Was she? Until now she could pretend he was nothing but a friend, someone willing to help, to listen and understand. But she knew his nature now, thanks to bits and pieces from his sisters and what she'd seen for herself. He didn't date idly. He was offering her something more than he'd offered before.

Her fingers trembled as she took his arm. “I'll have to call you Richard, tonight.”
Richard the Lionhearted
.

His mouth quirked. “Watch it.” He led her out front where Therese's compact idled.

She glanced up. “Why not the truck?”

“I'm having the heater repaired. Unless you want to go to dinner in a quilt.” He let her into the car. The truck's heater had been acting up on the drive out, but Rick looked ungainly in the car. And instead of woodsmoke and horses, he smelled amazingly of cologne.

As they drove, Noelle tried to reconcile this new Rick. She had defined him differently. “Why haven't you dressed up before?”

“Didn't have a reason to.”

“Well, you were made for a suit.”

He glanced sidelong. “It'd be real sensible when I'm getting thrown from a horse.”

Ah, there he was. Practical, no-nonsense Rick Spencer. He parked outside the restaurant at the edge of town.

She looked at the white stucco walls and arched windows, the pillared garden that lined the walk to the heavy girded door, the red tiled roof. Italian or Mediterranean. She wouldn't have thought such a small town would possess a formal restaurant. It was probably no more than three stars, but something kept her from going in.

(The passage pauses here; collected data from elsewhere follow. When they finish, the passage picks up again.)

PR #2125, opened 2026-06-16
fix: allow overriding and disabling serviceaccount creation

### LINKED ISSUE #2124: ServiceAccount name is hardcoded in Helm chart, preventing overrides
Hi team. I'm trying to install the lastest version of the Connaisseur Helm Chart (v2.10.0 at the moment of writing).

In the Connaisseur Helm chart, the ServiceAccount name is hardcoded in `templates/_helpers.tpl` via the `connaisseur.serviceAccountName` helper:

```yaml
{{- define "connaisseur.serviceAccountName" -}}
{{- include "connaisseur.name" . }}-serviceaccount
{{- end }}
```

This ignores any standard overrides and makes it difficult to integrate Connaisseur with automated infrastructure provisioning (like Terraform EKS Pod Identity modules), which often require specific, deterministic ServiceAccount names (like `connaisseur-sa`).

While `values.yaml` has a `kubernetes.serviceaccount` section for annotations, there is no way to override the `name`.

**Proposed Solution**
Update the `connaisseur.serviceAccountName` helper to check for an explicit name in the values (e.g., `.Values.kubernetes.serviceaccount.name`) and only fall back to the `-serviceaccount` suffix if it's not set.

nicomazzarello:
The Connaisseur Helm chart hardcodes the ServiceAccount name in the helper template and always creates it, which prevents users from overriding it with custom names or using an externally managed ServiceAccount.

This PR adds two new configuration options to the `kubernetes.serviceaccount` block in `values.yaml`:
1.  `name`: Allows overriding the default ServiceAccount name.
2.  `create`: Allows toggling the creation of the ServiceAccount resource.

This change is particularly useful for users integrating Connaisseur with external infrastructure management tools (like Terraform EKS Pod Identity) where the ServiceAccount may be pre-provisioned or require a specific, deterministic name.

Fixes #2124

### DIFF
--- a/charts/connaisseur/templates/_helpers.tpl
+++ b/charts/connaisseur/templates/_helpers.tpl
@@ -57,7 +57,11 @@ Create the name of the service account to use
 Create the name of the service account to use
 */}}
 {{- define "connaisseur.serviceAccountName" -}}
+{{- if .Values.kubernetes.serviceaccount.name }}
+{{- .Values.kubernetes.serviceaccount.name }}
+{{- else }}
 {{- include "connaisseur.name" . }}-serviceaccount
+{{- end }}
 {{- end }}
 
 {{/*
--- a/charts/connaisseur/templates/serviceaccount.yaml
+++ b/charts/connaisseur/templates/serviceaccount.yaml
@@ -1,3 +1,4 @@
+{{- if .Values.kubernetes.serviceaccount.create -}}
 apiVersion: v1
 kind: ServiceAccount
 metadata:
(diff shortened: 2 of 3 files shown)


lmbaschiera:
This would be useful in my use-case as well, since I manage the creation and binding of the pod-identity using a different naming convention (`<workload>-sa`), and not being able to customize the serviceaccount name (which most charts support) makes me have to program for edge cases.

Starkteetje:
Hi @nicomazzarello 
thank you for your contribution. I cherry-picked your commit and did small changes in #2127 as our CI pipelines (currently) dont work with forks.

PR #2128, opened 2026-06-19
feat: add servicemonitor resource template to helm chart

lmbaschiera:
## Description

Adds an optional Prometheus Operator `ServiceMonitor` to the Connaisseur Helm chart so clusters running the operator can scrape Connaisseur's existing `/metrics` endpoint.

- New template `charts/connaisseur/templates/servicemonitor.yaml`, gated by `kubernetes.serviceMonitor.enabled` (disabled by default — no impact on existing installs).
- The endpoint is scraped over **HTTPS** (`scheme: https`) because Connaisseur serves `/metrics` on the same TLS listener as the webhook, using the webhook serving certificate. Scrape behaviour is configurable via new values: `enabled`, `interval`, `scrapeTimeout`, `additionalLabels` (to match the Prometheus instance's `serviceMonitorSelector`), and `tlsConfig` (defaults to `insecureSkipVerify: true`; users can supply a CA + `serverName` to verify).
- The ServiceMonitor reuses the existing `connaisseur.selectorLabels` so it targets the existing Service, and pins `namespaceSelector` to the release namespace.
- Helm unittests written (and passing) for the new resource. To run these, the [unittest plugin](https://github.com/helm-unittest/helm-unittest) needs to be installed.

When enabled without the `monitoring.coreos.com/v1` CRD present, `helm install` fails loudly. This is intentional, as enabling the resource is an explicit opt-in.

## Checklist


lmbaschiera:
@Starkteetje sorry to ping you directly - wondering if there's any way I can get help getting this reviewed? Currently we've been declaring the ServiceMonitor as an extra manifest in a different Helm Release to work around the lack of this feature in Connaisseur, which is not great. 

Thanks,

charts/connaisseur/values.yaml
```diff
@@ -57,6 +57,22 @@ kubernetes:
...
+    interval: 30s
+    scrapeTimeout: 10s
+    # additional labels to attach to the ServiceMonitor; typically used to match
+    # the Prometheus instance's serviceMonitorSelector, e.g.
+    #   release: kube-prometheus-stack
+    additionalLabels: {}
+    # connaisseur serves /metrics over HTTPS using the webhook serving cert.
+    # By default the certificate is not verified; supply ca/serverName here to verify.
+    tlsConfig:
+      insecureSkipVerify: true
```
Starkteetje: I don't quite like this. I totally see that this might be desired, but we try to really do security by default, so I wouldnt want to include this in the default (even if behind an `enabled: false` default). I'm not too familiar with the Prometheus Operator, but a brief look gives me the impression, we could reference Connaisseur's tls.crt in the `connaisseur-tls` secret here and get an authenticated TLS connection

Starkteetje (commented):
Hi @lmbaschiera 

sorry that your PR got lost and thanks for your contribution. I added one comment pertaining to insecureSkipVerify, apart from that the PR lgtm

charts/connaisseur/values.yaml
lmbaschiera: @Starkteetje - Nice catch, thanks. I dropped `insecureSkipVerify` entirely; the ServiceMonitor now verifies the connection by default against Connaisseur's own certificate.

A couple of notes on why the current state works:

- `serverName` is needed because Prometheus scrapes the endpoint's pod IP, which isn't among the certificate's SANs.
- The Prometheus Operator resolves the secret reference in the ServiceMonitor's own namespace, so no certificate has to be copied into the Prometheus namespace.

`kubernetes.serviceMonitor.tlsConfig` now defaults to `{}` and only needs setting if you bring your own certificate through `kubernetes.deployment.tls` that is issued by a separate CA. In that case, the supplied `tlsConfig` replaces the defaults, so it needs to carry `serverName` too. 

The unit tests were also updated accordingly.

Starkteetje: Thank you. I took your changes and opened a separate PR (https://github.com/sse-secure-systems/connaisseur/pull/2175) since our pipeline currently doesn't run for outside contributors 😞 . You're still the commit author, I just squashed the changes into one commit and signed it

Would it recall other occasions, other nights, dining in style while the noose tightened around her neck? The evenings with Morgan had not, but she hadn't remembered it all then. Rick must have sensed
her hesitance. He reached for her hand. “There's a McDonald's down the road.”

She laughed. He understood without her saying anything. Was that a good thing? “I think this will do.”

They were seated at a small side table, and she leaned forward to sniff the single red rose in the vase. The firelight flickered on the white stucco walls of the Mediterranean alcoves, and the candle in the amber globe softly scented the air.

She looked across the table at Rick. She wouldn't have pictured him here. His face still had the strong, straight lines, but it was no longer hard. Maybe he had gentled, or maybe she'd seen only the surface before. Maybe he, like Morgan, had kept his real self from her. Did they all wear masks? She felt hers slipping.

He returned her gaze without flinching, then took her hands in his. “You're beautiful, Noelle.”

Her heart skipped. She had heard those words all her life, but coming now from Rick it was different. He didn't use them cheaply. He was saying what he thought, not trying to impress or score. His hands on hers were strong and sure.

She remembered his first firm grip when he'd introduced himself, his hand in the hospital, when she couldn't bear to let go. And again when she told him everything. Now she felt his hands crushing her shell, yet she clung to the fragments. She had to.

He released her when the waiter came. She ordered club soda, and Rick asked for coffee. By now, Morgan would have been well into his first Manhattan. And she'd be fending him off. Glib, suave, outrageous Morgan. But it wasn't Morgan across from her now, and she wasn't sure what to make of that.

She picked up the menu and studied the entrees. “I loved veal until I learned how they treat the poor things.”